> Task objective
Lines to restate from the data below: from the one containing "All Armour: 400" to the one containing "The stop sentinel is", both included. Give them again exactly, and only them.

Stored entries
______
PR #1049, opened 2024-09-02
Add LightManager, for cosmetics

StudentAlleg:
Add a way to have players give off visible light. This is done using the Light block and block updates (so is all client side). The effect is similar to optifine's lighting when you hold a torch (but does not require optifine).


StudentAlleg:
Remove light source on logout

StudentAlleg:
Re-targeting on feat/cosmetics

PR #1067, opened 2024-09-28
Add a way to view all special items

### LINKED ISSUE #1052: Add a way to view special items in game
I.E. view what a legend or rune does, without having to obtain one. Lets players have a viewable goal, and be able to understand what is going on when they face these weapons.

StudentAlleg:
Add a way to view special items with a command.
Prototype 1 shows all items, except tools, by using BPvPItem#getItemStack and ItemHandler#UpdateName, sorted by identifier.
Does not show ranges (i. e. runes/hyper), does not group runes/legends.
Only 2 rows of viewing.
A somewhat quick and dirty implementation.

Notes:
This is something very much implementable, just depends on the amount of time that should be spent implementing. Prototype 1 is better than nothing, and gives players more information, but could be improved,

Fixes #1052 


StudentAlleg:
Current Status:
Now sorts Legends and Runes to be grouped together, in the beginning. Hyper Axe shows stat variation, and Runes are being worked on.
Potential Issues:
It is currently not a singleton, so is loaded everytime the player runs the command. The items are the actual items, which means potential for duping.

PR #1073, opened 2024-09-30
Ranger Misc changes and Clean Up

ezrn:


champions/src/main/java/me/mykindos/betterpvp/champions/listeners/ArrowListener.java
```diff
@@ -77,6 +83,7 @@ public void onArrowDamage(DamageEvent event) {
                 float dmgMultiplier = arrows.get(arrow);
                 event.setDamage(event.getDamage() * dmgMultiplier);
                 arrows.remove(arrow);
+                arrow.remove();
```
braulio-dev, line 86: Are you sure this won't cause an exception? The arrow might be removed by the game upon hitting an entity, so this may cause an exception by the entity not being loaded. Just double check this

champions/src/main/java/me/mykindos/betterpvp/champions/listeners/ArrowListener.java
```diff
@@ -99,7 +106,7 @@ public void onArrowHit(ProjectileHitEvent event) {
             UtilServer.runTaskLater(champions, () -> {
                 arrow.remove();
                 arrows.remove(arrow);
-            }, 5L);
+            }, 40L);
```
braulio-dev, line 109: This might cause players to be able to pick arrows up if they spam it, can you confirm this?

champions/src/main/java/me/mykindos/betterpvp/champions/listeners/ArrowListener.java
```diff
@@ -48,8 +49,13 @@ public void onShootBow(EntityShootBowEvent event) {
         if (event.getProjectile() instanceof Arrow arrow) {
             if (event.getEntity() instanceof Player player) {
                 arrow.setMetadata("ShotWith", new FixedMetadataValue(champions, player.getInventory().getItemInMainHand().getType().name()));
+
+
+                Vector direction = player.getLocation().getDirection().normalize();
+                arrow.setVelocity(direction.multiply(event.getForce()));
+
```
braulio-dev, line 56: Why?

braulio-dev (changes requested):

champions/src/main/java/me/mykindos/betterpvp/champions/listeners/ArrowListener.java
ezrn: can check if the arrow still exists before removing it, but from my testing no error messages happened

champions/src/main/java/me/mykindos/betterpvp/champions/listeners/ArrowListener.java
ezrn: The two reasons behind this change are: 
- Allow enemies to pick up missed arrows by the ranger
- Allow the ranger to better gauge where their arrow lands so they can aim the next shot more accurately

champions/src/main/java/me/mykindos/betterpvp/champions/listeners/ArrowListener.java
ezrn: This removes the randomness from arrows, which from my testing was why arrows In alpha sometimes felt strange

champions/src/main/java/me/mykindos/betterpvp/champions/listeners/ArrowListener.java
braulio-dev: Just add the piece of code to make sure

champions/src/main/java/me/mykindos/betterpvp/champions/listeners/ArrowListener.java
braulio-dev: This will have to be taken into account for in Champions but fine for now.

champions/src/main/java/me/mykindos/betterpvp/champions/listeners/ArrowListener.java
braulio-dev: AFAIK it's also because of the arrow spawn location. Mineplex made it spawn at your bow, whereas vanilla adds the randomness I think.  

In any case, you're right about the velocity.
image

Mykindos (approved):

PR #1093, opened 2024-10-11
Change Durability of Swords/Axes/Bows/Armour

RockyMichael:
## Describe your changes

Old Values (In Durability):

Basic (Stone): 400
Standard (Iron): 750
Booster (Gold):  1000
Power: (Diamond): 1000
Ancient (Netherite) 1250

Bows: 750
Crossbows: 1000

All Armour: 750

New Values:
Basic (Stone): 200
Standard (Iron): 400
Booster (Gold):  700
Power: (Diamond): 700
Ancient (Netherite) 1000

Bows: 400
Crossbows: 700

All Armour: 400

All armour and weapons are currently too durable and allow for too much usage and value to come from a single kit. The purpose of this is to make kits more valuable by providing a means for kits to be effectively removed from the economy. This will also require clans to be more conscious of their resources and kit usage.


Mykindos (changes requested):
Editing existing .sql files is no longer accepted, if you want to make this change youl need to make a new file e.g. V5__Modify_item_durabilities.sql and create update queries

PR #807, opened 2026-08-20
feat(pid): address the stop sentinel to a recording (#804)

silverstein:
The reader-side guard suggested by @MrFreekour in #804. #805 is the writer-side one; both are worth having, for reasons at the bottom.

## The problem

The stop sentinel is a file in a directory shared by every Minutes process on the machine, and the reader was `path.exists()`. A message with no addressee is answered by whoever reads it first. That is how the desktop app terminated a CLI recording it had never started, while capturing nothing itself.

## The contract now

A sentinel may name the recording it is for. A reader honors it only when it is addressed to itself, or unaddressed.

Three cases, each chosen deliberately rather than falling out of the implementation:

**Unaddressed payloads still stop us.** `minutes stop` genuinely means "stop whatever is recording", and every build predating this writes that form, including the 0.18.2 CLI in the report. Refusing them would leave those users unable to stop a recording at all, which is a worse bug than the one being fixed. An unparseable payload is treated identically, because it still means somebody asked for a stop, and stranding a recording the user is actively trying to end is the wrong way to fail.

**A sentinel addressed to another live process is left in place, not cleared.** Not consuming it matters as much as not obeying it: the process it was meant for still has to receive it.

**A sentinel addressed to a dead process is cleared without stopping anything.** Otherwise it outlives its addressee and stops the next recording that reads it, which would be a new silent-loss bug introduced by the fix for a silent-loss bug.

## Why both this and #805

Addressing does not protect a reader too old to look: a 0.18.2 CLI still stops on existence alone, so the exact pairing in #804 needs the writer guard in #805 as well. Conversely, guarding one writer does not cover a writer nobody has thought of, including future code and builds already in the wild. One guards the sender, the other the receiver.

## Verification

Six tests over the decision function, which is split out from the filesystem precisely so this contract is testable. Mutation-verified in both directions: clearing sentinels addressed elsewhere, which is the reported behavior, fails the foreign-recording test; refusing unaddressed sentinels fails the legacy and unparseable tests.

`minutes-core` pid tests, the CLI suite (115) and the desktop suite (346) all pass. clippy and fmt clean.

Not done here, and worth its own change: the startup warning for a version-skewed CLI sharing `~/.minutes`, which is the third suggestion in #804. With addressing in place the skew is no longer dangerous, so that becomes informational rather than protective.

### DIFF
--- a/crates/core/src/pid.rs
+++ b/crates/core/src/pid.rs
@@ -609,25 +609,119 @@ pub fn stop_sentinel_path() -> PathBuf {
     Config::minutes_dir().join("recording.stop")
 }
 
-/// Write the sentinel file to signal the recording process to stop.
+/// Prefix of an addressed sentinel. Anything else is treated as the legacy
+/// unaddressed form.
+const STOP_SENTINEL_TARGET_PREFIX: &str = "stop-pid:";
+
+/// Write an unaddressed sentinel: stop whoever is recording.
+///
+/// Kept because it is the honest representation of `minutes stop`, which
+/// intends to stop the current recording whatever it is, and because older
+/// builds sharing `~/.minutes` only understand this form.
 pub fn write_stop_sentinel() -> std::io::Result<()> {
+    write_sentinel_bytes("stop")
+}
+
+/// Write a sentinel addressed to one recording.
+///
+/// A sentinel is a file in a directory shared by every Minutes process on the
+/// machine, and the reader used to be "does this file exist". That is how the
+/// desktop app terminated a CLI recording it had never started and was not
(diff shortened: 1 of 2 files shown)


silverstein:
Reconciled #805 into this branch so the writer-side ownership guard and reader-side PID addressing now ship together. New exact SHA: 3202006764d7156fbcfc638b3ff1a150821657a2. Local evidence: cargo fmt clean; 3/3 external-stop decision tests; 15/15 PID/sentinel tests; staged diff check clean. The full GitHub matrix is now rerunning against the combined SHA.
______
> Finished task
All Armour: 400

All armour and weapons are currently too durable and allow for too much usage and value to come from a single kit. The purpose of this is to make kits more valuable by providing a means for kits to be effectively removed from the economy. This will also require clans to be more conscious of their resources and kit usage.


Mykindos (changes requested):
Editing existing .sql files is no longer accepted, if you want to make this change youl need to make a new file e.g. V5__Modify_item_durabilities.sql and create update queries

PR #807, opened 2026-08-20
feat(pid): address the stop sentinel to a recording (#804)

silverstein:
The reader-side guard suggested by @MrFreekour in #804. #805 is the writer-side one; both are worth having, for reasons at the bottom.

## The problem

The stop sentinel is a file in a directory shared by every Minutes process on the machine, and the reader was `path.exists()`. A message with no addressee is answered by whoever reads it first. That is how the desktop app terminated a CLI recording it had never started, while capturing nothing itself.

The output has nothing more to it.